Tyler wastes no time in throwing these two families into what I would consider an off-the-wall situation—a leaf-raking party at Brad and Bitsy’s house. Maybe this is an old custom in Baltimore and other parts of America but it’s something I never encountered in Alabama. Then there’s the annual celebration of the arrival of the two girls, the Arrival Party, another of Bitsy’s instigations. Videos of the airport celebration are shown after a rousing rendition of “She’ll Be Coming Around the Mountain”, the only “arrival” song that Bitsy can think of.

These gatherings usually include most of the aunts, uncles, cousins and of course the grandparents on both sides. Tyler brings the reader to the party. The clashes and contrasts of the two cultures are tempered by subtle revelations that people have similar problems and pleasures, regardless of their origins.

The author spreads the point of view among several of the characters, including one chapter from Jin-Ho’s perspective. However, this story ultimately belongs to two of the grandparents, Sami’s mother, Maryam, and Bitsy’s father, Dave. When Dave’s wife dies of cancer between the first and second Arrival Day, his grief is numbing. “He thought, why, this is just unbearable. He thought, I should have been able to practice on someone less important first. I don’t know how to do this.” Removing her voice from the answering machine “seemed an act of violence” so he does not erase it.

Maryam’s character is more complex. Born in Iran, she was “the most Westernized of young women, the most free-thinking and forward-looking.” Although she was enrolled in the University of Teheran, she spent more time on political activities than in the classroom. She was arrested but was quickly set free thanks to an uncle’s influence. Her family knew they had to get her out of the country, so they arranged for her to meet a friend’s son, a pathologist now living in America. It was technically an arranged marriage, but it’s clear that it would not have happened if Maryam had not wanted it to happen.

Maryam never looked at America as the promised land and threatened to return to Iran a couple of times early in her marriage. Her husband died when Sami was small and she decided to stay although she never felt that she was an American.

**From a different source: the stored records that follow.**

Issue #2671, opened 2021-03-29
Tatodetect’s n-grams generation script is suboptimal


jiru:
The [n-grams generation script](https://github.com/Tatoeba/Tatodetect/blob/master/tools/generate.py) is executed every week. It consumes about 1.5 GB of RAM lately. While this causes no serious harm, it reduces cache for other processes, and RAM usage can only keep growing as more sentences and languages are being added.

**Ideas**
* Instead of calculating all stats in memory and write them all at once to the database, insert and increment the n-gram `hit` column directly in the sqlite database while reading the CSV file. Then, only after the CSV file is completely read, update the `percent` column by dividing the hit count by the total number of ngrams read.
* Calculate n-grams stats one language at a time instead of all languages at once, by reading from the per-language export files instead of sentences_detailed.csv.

LBeaudoux:
In my opinion,, incrementing the hits directly in the sqlite table would substantially slow down the script. Splitting the task by language seems more promising. 

Could I be assigned to this task ?

jiru:
Sure, go ahead 🙂

jiru:
> In my opinion,, incrementing the hits directly in the sqlite table would substantially slow down the script. Splitting the task by language seems more promising.

I don’t know about sqlite internals but maybe there is a way to have it insert data in memory, and only flush the database to disk when the amount of used RAM reaches a threshold or something.

Note that the main problem here is RAM usage, not speed. Since the script is executed in the background with `nice -n 19` once a week, it doesn’t really make a difference if it takes 10 minutes, 1 hour or even 2 hours. Incrementing the hits directly in the sqlite table makes RAM usage no longer bound to the total number of ngrams, which depends on the number and variety of sentences. This means no matter how big the corpus grows in the future, RAM usage should not increase significantly.

PR #2673, opened 2021-03-29
Avoid deletion of weekly export datafiles after zipping

LBeaudoux:
During the weekly exports, most of the generated data files are deleted once they are available in compressed form. It would be preferable to keep them, as they may be useful in the following use cases:
- [customized exports](https://github.com/Tatoeba/tatoeba2/pull/2636) from language-split data files
- [Todetect n-grams](https://github.com/Tatoeba/tatoeba2/issues/2671) update  by language


jiru:
Looks good, thank you. 🙂 Could you maybe explain the reason you are doing this in your commit message? Explain that we need to keep uncompressed versions for other processings such as in Tatodetect.

jiru:
@LBeaudoux Thank you for rewording the commit message. I suggest adding a multiline description in the commit message, see for example [this guide](https://chris.beams.io/posts/git-commit/) about how to write good commit messages.

I am having second thoughts on this PR. We are quite short on disk space on the production server and your PR increases the space used for exports by 2.1GB. Maybe I can free up some disk space here and there but basically we cannot really afford that at the moment. In addition, to know if it is really worth keeping uncompressed files, we’d have to measure the overhead of on-the-fly decompression when processing the files. Maybe it’s not that of a big deal.

LBeaudoux:
@jiru Originally, this PR was primarily intended to speed up the generation of custom exports. But since [this](https://github.com/Tatoeba/tatoeba2/pull/2681) other pull request might have a similar effect without consuming as much storage. I don't see any harm in dropping it for now..

Thanks for your reading tips, it helps me improve.

jiru:
In this case, I will close this PR for now. If the language pair export code ever gets rewritten to read data from the CSVs instead of the database, we can reconsider keeping uncompressed versions.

After Dave’s wife dies, you think you know what’s coming. Will this exotic foreigner and the plain, ordinary American widower get together? Or are they oil and water? Maybe, maybe not. If Tyler’s tale were to end where you think it is going, Digging to America would be a shorter book. Don’t speculate, just relax and enjoy the ride.

Add Digging to America to the long list of this beloved author’s remarkable successes.


Digging to America, 277 pages, Alfred A. Knopf, available at booksellers and libraries.